Let us watch a remarkable hybrid system. The “Java Optimized Processor”. It is a stackmachine designed for running the Java virtual machine. Java is language widely used in mainstream computing, and the JOP CPUs runs the system faster. Surprisingly, the JOP was also a failure, nobody is interested in the chip. The problem is, that apart from Java sourcecode the CPU can not run any other program for example, which was written in C++. A writing a C++ to Java compiler is a hard task. It is the same problem like writing a compiler for a forth CPU. The problem is, that both systems are very different. And a c compiler usually needs lots of registers, which isn’t provided by a stackmachine.

Let us go a step back. What is the problem? After turning a computer on, the user want’s to do with the machine. For example play a game or surfing in the internet. Doing so is only possible with software. A short look to github shows us, that 99% of all programs are written in C/C#/C++/Java and only 1% or less are written in a stackbased programming language. Why is the number of sourcecode in Forth not higher? This has to do with education. The programmers are not familiar with it, it isn’t teached in the university. So the general question is: how to write software in Forth?

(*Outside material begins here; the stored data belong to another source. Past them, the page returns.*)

PR #467, opened 2026-04-27
Maint/deprecate requirements txt

### LINKED ISSUE #459: Deprecate requirements.txt files
> Come to think of it, what's the use case for these files now that we use `uv` and `pyproject.toml`? Are we keeping `requirements.txt` around so the codebase remains pip-compatible for users who don't have `uv` installed? If that's helpful for users, then it makes sense to keep them, otherwise we could consider deprecating them gradually.

Good point @rugeli! The `requirements.txt` files are not strictly necessary as `pip install` works with `pyproject.toml`. However, I think some of our docker workflow and CI uses the `pip install` workflow reading from the requirements files. How about this:

0. Merge this PR for now to see if that addresses any of the reported dependabot dependency issues. 
1. We look for and update instances of `pip install` from requirementes files in the codebase and in the CI to use `uv sync` or `pip install` from `pyproject.toml` instead
2. We stop tracking the `requirements.txt` files, and get rid of the automated action that exports them after dependencies change. 
3. Update `README.md` to reflect the new installation instructions

_Originally posted by @mogres in https://github.com/mesoscope/cellpack/issues/458#issuecomment-4094434733_

rugeli:
# Problem

closes #459 

# Solution

- removed the per-platform `requirements.txt` files and the workflow that generates them
- updated `Dockerfile.ecs` to use `uv sync` against `uv.lock`, so dependency versions stay pinned  
- added a new `[dependency-groups].server = ["aiohttp"] ` group to declare the web-server dependency
- updated documentation

## Type of change

* Maintenance (non-breaking change which preserves existing functionality)

## Steps to Verify:
                                                                                                                                                                               
  1. pull the branch and run `uv sync  --group server`, it should resolve and install `aiohttp` along with the rest of the deps from `uv.lock` 
  2. (optional) run`docker build -f docker/Dockerfile.ecs -t cellpack-ecs`, the image should build                                                                  
  3. (optional) run`docker run -p 80:80 cellpack-ecs` then go to `http://0.0.0.0:80/hello`, should return `Hello from the cellPACK server`


docker/Dockerfile.ecs
```diff
@@ -4,7 +4,9 @@ WORKDIR /cellpack
 COPY . /cellpack
 
 RUN python -m pip install --upgrade pip --root-user-action=ignore
-RUN python -m pip install . -r requirements/linux/requirements.txt --root-user-action=ignore
+RUN python -m pip install uv --root-user-action=ignore
+RUN uv sync --no-default-groups --extra server --frozen
+ENV PATH="/cellpack/.venv/bin:$PATH"
```
rugeli, line 9: initially I used `pip install ".[server]"`, but that resolves fresh from PyPI on each build which means rebuilds could pick up different versions. Switching to `uv sync` keeps the install pinned to `uv.lock`, giving us more consistent builds.

docs/CONTRIBUTING.md
```diff
@@ -15,12 +15,11 @@ Ready to contribute? Here's how to set up `cellpack` for local development.
...
     ```
 
-3. Install the project in editable mode by following installation instructions [here](./docs/INSTALL.md). (It is also recommended to work in a virtual environment):
+3. Install the project in editable mode by following installation instructions [here](./INSTALLATION.md). (It is also recommended to work in a virtual environment):
 
     ```bash
     cd cellpack/
-    pip install -r requirements/linux/requirements.txt
-    pip install -e .[dev]
+    uv sync
```
rugeli, line 22: to address copilot's review comment(slightly out of scope): `pip install -e .[dev]` has been silently failing on `main` since the `dev` lives in `[dependency-groups]` and pip's `[extra]` syntax can't read. Switched the contributor setup to use `uv sync` instead.

docker/Dockerfile.ecs
ascibisz: just tried running this locally and it worked perfectly!

ascibisz (approved):

mogres (approved):
Looks great -- thanks!!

Running software which is already written is easy. There are many Forth machines out there and lots of Forth CPUs. But without the sourcecode they are not useful. As far as i know, there is no commercial company like Microsoft out there who is programming operating systems, games and office applications in Forth. And even Forth experts, who can write sourcecode in this language are preferring other language for writing code.

Lets take a look into the details why programming in Forth is hard. The first fact is, that a Forth program has the same lines of code like a c program. Forth is a high-level-language for implementing an algorithm. If a jump’n’run game takes in C++ 1000 lines of code, than the same games takes in Forth also 1000 lines of code. The reason is, that all the routines like gui, keyinput, game-engine must be available in both programs. Reducing the number of lines is in theory possible but the average programmer is not able to do so. Even if Forth is a powerful language it has no magic trick to express with fewer lines of code the same.

On the Internet is a famous Forth game available called “Darkstar” which is very well programmed. If somebody want’s to port it to C the resulting sourcecode has the same length. That means, from the number of codelines Forth and C are equal. And if somebody is fluent in Forth he would take the same amount of time to code the game. And this is perhaps the main reason why most programmers are not using Forth. They have no advantage with the language. And in case of doubt, Forth programming is more complicated because it is different.

The elegance and the simpilcity of Forth is its biggest weakness. Programming in Forth means, program a computer. The most users doesn’t want this. They want to program software, that means for a virtual machine, which is in their imagination. The use the C language for communicating with the machine. Not with a real CPU or a real computer, but with an interface provided by C/C++. This interface is called structured programming or object-oriented programming. Not using it is from a technical point of view possible, but it is harder.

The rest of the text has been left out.